The Kremlin is also exploiting its growing energy monopoly, turning on and off the spigot in the Ukraine and Belarus and increasing Europe’s energy dependence. Meanwhile, much of our own resources remains under lock and key, giving Russia and other countries who are utilizing their resources a decided advantage. The House continues to push for increased domestic energy production. The link between energy security and national security is getting stronger, and we must act to secure our own energy future.

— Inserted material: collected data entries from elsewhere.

PR #2834, opened 2019-09-27
Get rid of bits-service

jandubois:
We don't need it; we can just talk directly to the blobstore.

For Eirini we need the bits registry, but even Eirini's recipe up- and downloaders will talk to blobstore if bit-service is not enabled.

All this allows us to use just `127.0.0.1` as the common name for the bits ssl cert. This is important on EKS because the kube cert signer does not support subject alternate names, so the cert can
only have a single name, and it MUST be the registry address for it to be trusted by the container runtime.

[jsc#CAP-587]

### DIFF
--- a/container-host-files/etc/scf/config/opinions.yml
+++ b/container-host-files/etc/scf/config/opinions.yml
@@ -163,14 +163,12 @@ properties:
       directory_key: cc-packages
       webdav_config:
         username: blobstore_user
+    signing_users: []
   capi:
     tps:
       watcher:
         skip_consul_lock: true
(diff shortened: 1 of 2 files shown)


mudler:
For reference, Eirini tests are green with this PR.

Deployment: https://concourse.suse.de/teams/main/pipelines/eirini-ci/jobs/deploy-eirini-pr/builds/38 Smoke tests: https://concourse.suse.de/teams/main/pipelines/eirini-ci/jobs/smokes-eirini-pr/builds/25

PR #2838, opened 2019-09-27
v3 - Added mechanism for allowing user provided job properties

### LINKED ISSUE #2766: Mechanism to expose any BOSH property
As a user of SCF v3, I want to be able to configure any BOSH Job property.
A possible values.yaml:

```
properties:
  instance-group-name:
    job-name:
      some-property: some-value
```

f0rmiga:
## Description

Adding a mechanism that allows a user to provide job properties via Helm values.

Resolves #2766 

## Test plan

Set some properties and assert they took effect. E.g. add the following to `values.yaml`:

```yaml
properties:
  adapter:
    adapter:
      quarks:
        ports:
        - name: adapter
          protocol: TCP
          internal: 4443
        - name: another
          protocol: TCP
          internal: 7171
      scalablesyslog:
        adapter:
          logs:
            addr: scf-log-api:8082
```

### DIFF
--- a/deploy/helm/scf/values.yaml
+++ b/deploy/helm/scf/values.yaml
@@ -3,10 +3,13 @@ deployment_name: scf
 
 # Set or override job properties. The first level of the map is the instance group name. The second
 # level of the map is the job name. E.g.:
-#   properties:
-#     adapter:
-#       adapter:
-#         scalablesyslog.adapter.logs.addr: scf-log-api:8082
+#  properties:
+#    adapter:
+#      adapter:
+#        scalablesyslog:
+#          adapter:
+#            logs:
+#              addr: scf-log-api:8082
 properties: {}
 
 releases:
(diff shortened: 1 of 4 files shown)


deploy/helm/scf/values.yaml
```diff
@@ -1,6 +1,14 @@
 system_domain: ~
 deployment_name: scf
 
+# Set or override job properties. The first level of the map is the instance group name. The second
+# level of the map is the job name. E.g.:
+#   properties:
+#     adapter:
+#       adapter:
+#         scalablesyslog.adapter.logs.addr: scf-log-api:8082
```
viovanov: Can we make this a deep object instead of using the `.` notation?

f0rmiga: I'll see if it's feasible using the Sprig library that Helm exposes to us.

PR #2865, opened 2019-10-02
(Option to) use helm/stable NATS chart

### LINKED ISSUE #2723: Allow usage of the official NATS helm chart
There should be a feature flag that allows users to deploy the official NATS helm chart instead of the converted BOSH release.

mook-as:
## Description
This adds support to use the upstream helm chart for NATS, rather than using NATS based on the BOSH release.

## Motivation and Context
Fixes #2723

## How Has This Been Tested?
Brought up (on minikube/libvirt) both with `nats.external = true` and `= false` configurations, and checked that everything looks ready and smoke tests start.

## Types of changes

- [ ] Bug fix (non-breaking change which fixes an issue)
- [x] New feature (non-breaking change which adds functionality)

## Checklist:

## Additional Information:

:warning: The NATS subchart currently still gets deployed even when not used; not sure yet how I'd go about disabling that.

### DIFF
--- a/deploy/helm/scf/values.yaml
+++ b/deploy/helm/scf/values.yaml
@@ -31,6 +31,9 @@ features:
   # published to docker.io.
   suse_buildpacks: false
 
+  # Set this to true to disable the NATS release, and use the official helm chart
+  external-nats: false
+
 operations:
   # A list of configmap names that should be applied to the BOSH manifest.
   custom: []
--- a/deploy/helm/scf/values.yaml
+++ b/deploy/helm/scf/values.yaml
@@ -31,9 +31,6 @@ features:
   # published to docker.io.
   suse_buildpacks: false
 
-  # Set this to true to disable the NATS release, and use the official helm chart
-  external-nats: false
-
 operations:
   # A list of configmap names that should be applied to the BOSH manifest.
   custom: []
@@ -42,3 +39,11 @@ k8s-host-url: ""
 k8s-service-token: ""
 k8s-service-username: ""
 k8s-node-ca: ""
+
+nats:
+  # Set this to true to disable the NATS release, and use the official helm chart
+  # In that case the nats password is required.
+  external: false
+  auth:
+    user:     nats # Erini hard codes this to "nats"
+    password: pikachu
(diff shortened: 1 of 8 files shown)


deploy/helm/scf/values.yaml
```diff
@@ -39,3 +39,11 @@ k8s-host-url: ""
 k8s-service-token: ""
 k8s-service-username: ""
 k8s-node-ca: ""
+
+nats:
```
andreas-kupries: Shouldn't this section go under `features` ?

mook-as: Unfortunately, no; because of how helm subcharts work, I can _only_ put it under `nats` (so that the subchart picks up the settings from here).

Basically, the _only_ way to propagate the configs down is to have a top-level key with the subchart name…

Supposedly helm v3 is going to support lua scripting so that can be done, but that isn't implemented yet (even in `3.0.0-beta.3`).  Also, for some insane reason they plan to run subchart scripts before parent chart scripts…

andreas-kupries: Ah! Ok, then I would request a (small) comment about this.

andreas-kupries:
Ok, will use the same operator.

andreas-kupries:
Definitely have trouble standing up the system with external nats.
Nats does not seem to start, and then all the roles requiring it for communications fall over.

viovanov:
@mook-as cool that this works, but I think we need to find a solution for secret sharing/generation among charts
It could be that we create a secret like `scf.var-nats-password` and give up generation.. I'd rather we keep looking though.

Now, I read recently that the second phase of the “reset”—“reset 2.0,” if you will—will deal with democracy and human rights. Forgive me, but shouldn’t these values be at the forefront of America’s engagement with any country? Over the years, many ideas, many words, many leaders have tried to take the place of freedom. None have succeeded.
Quite a track record, but certainly not the product of inertia or inevitability. When America leads, it gives optimism and hope. When America looks away, it causes confusion and uncertainty.
Instead of downplaying Russia’s disregard for democratic values and human rights, we should call them on it—publicly, forcefully, frequently. The United States should insist Russia “reset” its own policies. If those appeals require teeth, the House stands ready to provide them.
As Speaker, my first meeting with a foreign head of state was with the Georgian president. That was no coincidence. Not long after that, I met with a group of opposition leaders from Belarus. I came away thinking one thing: We should have their backs. Last month, I opened the Parliamentary Forum for Democracy.
Through these exchanges, I learned firsthand that freedom most inspires those who remember life without it, who know the way things were before. What “we have learned,” President Reagan said not long before he left office, is that “the first objective of the adversaries of freedom is to make free nations question their own faith in freedom.” These adversaries, he continued, want us to “think that adhering to our principles and speaking out against human rights abuses or foreign aggression is somehow an act of belligerence.”
Articulating our values is no act of belligerence and certainly nothing to be sorry for. It’s a duty, one we accept confidently and gratefully. And, I would add, it’s a President’s duty as well.
Over the past 10 years, our country has paid a high price to preserve freedom and liberty. The next 10 years will present more choices, more challenges. But I’m confident we’ll prevail. I certainly sense resolve in this room.
But if this is going to be another American century, we must match the vigilance of those on the front lines of the mission of freedom. I’m talking about our servicemembers, our intelligence professionals, our diplomats, and their families. I know you all join me in thanking them—and I know you all join me in praying for those who aspire to freedom.
Let us stand with those who stand up to tyranny and aggression. Because if America won’t lead the way, who will?